If the \(i^{th}\) Gaussian is marked as unmatched, we decrease its initial weight as per below equation:
$$\begin{aligned} w_{i, t} = (1-\alpha )\cdot w_{i, t-1} \end{aligned}$$(6)If all the k Gaussians in the mixture model, for pixel value \(X_t\), are not matched to the pixel, we mark that specific pixel as a foreground pixel. If this is the case, then we find the Gaussian distribution with the lowest weight in the mixture and set its mean equal to \(X_t\). We also adjust the corresponding variance to a higher value, and lower the weight of this distribution.
-
(3)
Heuristics for determining the background. For finding the background distributions, we rearrange the distributions in descending order by \(w/\sigma \). We add up the corresponding weights of the Gaussians in this order, till the final sum is greater than a pre-set threshold T. We set \(T=0.9\) in our case. We observe that there are fewer salient or moving objects, and more background portions in the frames.
Recent Variants for Addressing Challenges. Gaussian mixture models have been an active field of research since two decades. Many variants have been introduced for dealing with various challenges when dealing with “real time moving target detection”. Shadow elimination has been a major subject. Foregrounds obtained by an MOG technique have shadow pixels as part of the foreground. Much work has been targeted towards shadow elimination, for example [9, 31, 34, 35]. Shadow detection in color space is considered in [9, 16]. For the detection of slowly moving objects, see [9]. Challenges arise when these objects are incorporated into the background due to less variance.

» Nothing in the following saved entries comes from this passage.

Issue #3650, opened 2023-01-12
InstalledRpms parser is implementing logic by try-except  and checking for each line


chenlizhong:
Two issues are in below code:

1. It is using from_json  to load first, after failed, use the from_line
2. Do above  for each line. if the file has 1000 lines, these will occur 1000 times

https://github.com/RedHatInsights/insights-core/blob/c62d7dd1659625e250b957b80774b96585b21288/insights/parsers/installed_rpms.py#L256-L272

Suggestion:
Do file  content checking before the  loop to determine from_json or from_line at the beginning.

xiangce:
resolved by https://github.com/RedHatInsights/insights-core/pull/3651

PR #3651, opened 2023-01-12
fix: check the content first in class InstalledRpms

chenlizhong:
Signed-off-by: Chenlizhong <lichen@redhat.com>

### All Pull Requests:

Check all that apply:

To fix the issue https://github.com/RedHatInsights/insights-core/issues/3650

Check the content first to determine from_json or from_list, this will improve the performance.

### DIFF
--- a/insights/parsers/installed_rpms.py
+++ b/insights/parsers/installed_rpms.py
@@ -17,7 +17,7 @@ import six
 import warnings
 
 from ..util import rsplit
-from .. import parser, get_active_lines, CommandParser
+from .. import parser, CommandParser
 from .rpm_vercmp import rpm_version_compare
 from insights.specs import Specs
 from insights import ContainerParser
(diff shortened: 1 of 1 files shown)


insights/parsers/installed_rpms.py
```diff
@@ -253,24 +253,21 @@ def __init__(self, *args, **kwargs):
 
     def parse_content(self, content):
         packages = defaultdict(list)
-        for line in get_active_lines(content, comment_char='COMMAND>'):
-            if line.startswith('error:') or line.startswith('warning:'):
-                self.errors.append(line)
+        all_active_lines = get_active_lines(content, comment_char='COMMAND>')
```
xiangce, line 256: This `get_active_lines` will **go through the whole file** to remove all the `comment_char` that appears in each line. For this parser, the input content is from the `rpm` command, there will never be multiple such `comment_char` comments.

The `"COMMAND>"` comment is for the `foreman-debug` archive only and it will always be the first line of the input content if it's a foreman archive.

So, better do not to use this `get_active_lines` function that iterates the who `installed_rpms` spec which is always a bit large. (save time aggressively :)

```python
if content and "COMMAND>" in content[0]:
    del content[0]  # or content = content[1:]
```

xiangce (commented):
A more aggressive suggestion, do not to use the `get_achive_lines` which will iterator all the lines but do any valuable things for this parser.

insights/parsers/installed_rpms.py
chenlizhong: Updated

xiangce (approved):
bravo! I like this

insights/parsers/installed_rpms.py
```diff
@@ -253,24 +253,21 @@ def __init__(self, *args, **kwargs):
 
     def parse_content(self, content):
         packages = defaultdict(list)
-        for line in get_active_lines(content, comment_char='COMMAND>'):
+        if content and "COMMAND>" in content[0]:
+            content = content[1:]
```
xiangce, line 257: better raise a "SkipComponent" when content is empty before and after this removal

xiangce (commented):
Sorry for missing this in the first review.
In fact, it's not big deal, but I think it's worth checking the empty content instead of `rasing out of index` exceptions

insights/parsers/installed_rpms.py
```diff
@@ -17,7 +17,7 @@
 import warnings
 
 from ..util import rsplit
-from .. import parser, get_active_lines, CommandParser
+from .. import parser, CommandParser
```
xiangce, line 20: and since you updated the code here, could you please update the other `relative` importing to the full importing and sort them in alphabet order?

xiangce (approved):

insights/parsers/installed_rpms.py
chenlizhong: updated

xiangce:
This will break tests of many existing rules, skip merging it in this release cycle.

insights/parsers/installed_rpms.py
```diff
@@ -253,24 +253,24 @@ def __init__(self, *args, **kwargs):
 
     def parse_content(self, content):
         packages = defaultdict(list)
-        for line in get_active_lines(content, comment_char='COMMAND>'):
+        content = [line for line in content if line.strip()]  # in testing file, there are empty line
```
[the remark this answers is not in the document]
chenlizhong: Updated

xiangce:
MR was raised to fix the broken tests, this PR is ready

PR #3656, opened 2023-01-13
Move remaining exceptions to the new exceptions module

ryan-blakley:
### All Pull Requests:

Check all that apply:

Moved the remaining exceptions that were defined in various other modules to the new separate exceptions module. That way all exceptions are defined in their own module. Updated all imports to reference the new path.

### DIFF
--- a/docs/api_index.rst
+++ b/docs/api_index.rst
@@ -30,6 +30,14 @@ insights.core.dr
     :members:
     :exclude-members: requires, optional, metadata, group, tags
 
+insights.core.exceptions
+------------------------
+
+.. automodule:: insights.core.exceptions
+    :members:
+    :show-inheritance:
+    :undoc-members:
+
 insights.core.filters
 ---------------------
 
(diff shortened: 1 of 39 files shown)


insights/core/exceptions.py
```diff
@@ -1,3 +1,49 @@
+class AutologyError(Exception):
```
xiangce, line 1: @ryan-blakley - do you think it's necessary to add a doc-entry/index for this `insights.core.exceptions` module in the `docs`?

insights/util/autology/datasources.py
```diff
@@ -7,11 +7,11 @@
 import inspect
 import insights.core.spec_factory
 import insights.specs
+
+from insights.core.exceptions import AutologyError
 from insights.specs.default import DefaultSpecs as InDefaultSpecs
 from insights.specs.insights_archive import InsightsArchiveSpecs as InArchiveSpecs
 from insights.specs.sos_archive import SosSpecs as InSosSpecs
-from . import AutologyError
```
bfahr, line 13: @ryan-blakley I don't think its necessary to move this exception.  Since this is a utility module, its not used by core for normal processing.

docs/api_index.rst
```diff
@@ -30,6 +30,14 @@ insights.core.dr
     :members:
     :exclude-members: requires, optional, metadata, group, tags
 
+insights.core.exceptions
+---------------------
```
xiangce, line 34: nitpick :), you may want to adjust the length of this line.

ryan-blakley: Yeah it turns out to be the reason it's not building, I'll correct it thanks.

PR #3661, opened 2023-01-19
Make malware-detection app more resilient to unexpected errors

mhuth:
* And make log messages more informative when things go wrong

### All Pull Requests:

Check all that apply:

The malware-detection app can fail silently when things go wrong unexpectedly.  This also causes it to not upload results archives leaving customers confused as to why it failed and why they don't see any results in the UI.  This PR adds a few more try/except blocks around code sections where problems could occur and adds more helpful error messages ... however it doesn't fix the problem so I've still go more work to do there :/  

It also displays an error when the malware-detection app component unexpectedly fails as a whole which at least gives us a starting point for debugging the problem.

### DIFF
--- a/insights/client/apps/malware_detection/__init__.py
+++ b/insights/client/apps/malware_detection/__init__.py
@@ -187,6 +187,7 @@ class MalwareDetectionClient:
         self.add_metadata = self._get_config_option('add_metadata', False)
 
         self.matches = 0
+        self.potential_matches = 0
 
     def run(self):
         # Start the scans and record the time they were started
@@ -202,7 +203,11 @@ class MalwareDetectionClient:
 
             # Write a message to user informing them if there were matches or not and what to do next
             if self.matches == 0:
-                logger.info("No rule matches found.\n")
+                if self.potential_matches == 0:
+                    logger.info("No rule matches found.\n")
+                else:
+                    logger.info("Rule matches potentially found but problems encountered parsing them, so no match data to upload.")
+                    logger.info("Please contact support.\n")
             else:
                 logger.info("Found %d rule match%s.", self.matches, 'es' if self.matches > 1 else '')
                 if not self.test_scan:
@@ -805,7 +810,12 @@ class MalwareDetectionClient:
                 logger.debug("Unable to scan %s: %s", toplevel_dir, cpe.output.strip())
                 continue
 
-            self.parse_scan_output(output.strip())
+            try:
+                self.parse_scan_output(output.strip())
+            except Exception as e:
+                self.potential_matches += 1
+                logger.exception("Rule match(es) potentially found in %s but problems encountered parsing the results: %s.  Skipping ...",
+                                 toplevel_dir, str(e))
 
             dir_scan_end = time.time()
             logger.info("Scan time for %s: %d seconds", toplevel_dir, (dir_scan_end - dir_scan_start))
@@ -872,7 +882,12 @@ class MalwareDetectionClient:
                 logger.debug("Unable to scan process %s: %s", scan_pid, cpe.output.strip())
                 continue
 
-            self.parse_scan_output(output)
+            try:
+                self.parse_scan_output(output)
+            except Exception as e:
+                self.potential_matches += 1
+                logger.exception("Rule match(es) potentially found in process %s but problems encountered parsing the results: %s.  Skipping ...",
+                                 scan_pid, str(e))
 
             pid_scan_end = time.time()
             logger.info("Scan time for process %s: %d seconds", scan_pid, (pid_scan_end - pid_scan_start))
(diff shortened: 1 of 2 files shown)


insights/client/apps/malware_detection/__init__.py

Adaptation of algorithms to scene changes. This is very important and controlled to some extent by learning rate and parameter selection, see [12, 16, 37]. Background recovery rate improvement is also studied in [34] for solving real-time surveillance issues. To incorporate abandoned objects for surveillance applications, abandoned/removed object detection is also throughly researched in [31].
Update to learning equations. This involves controlling the scene changes and slowly or fast moving objects, see [12, 21, 37]. Learning rates and their significance for incorporating scene changes is studied in [33]. The number of Gaussian components or modes depends on scene complexity and pixels modes [37]. For run-time improvements, to adapt MOG to real time, see [34, 37]. Initialization of parameters is very important for initialization of an MOG model [34]. Parameter analysis and setting as per scenario is dealt with in [35].
Dirichlet-Gaussian distribution. [13] use a Dirichlet process and a Gaussian mixture model to estimate a per-pixel background distribution, which is followed by probabilistic regularization. This work was able to accurately model dynamic backgrounds.
Neighborhood correlation, to update the parameters of MOG [21], is also found effective. Importance of spatial information other than temporal one, for detecting accurate foregrounds [33, 34], was able to improve the foreground quality. For using other cues such as intensity and texture, for better foregrounds, see [31]. This approach was not able to deal with resultant holes in foreground masks.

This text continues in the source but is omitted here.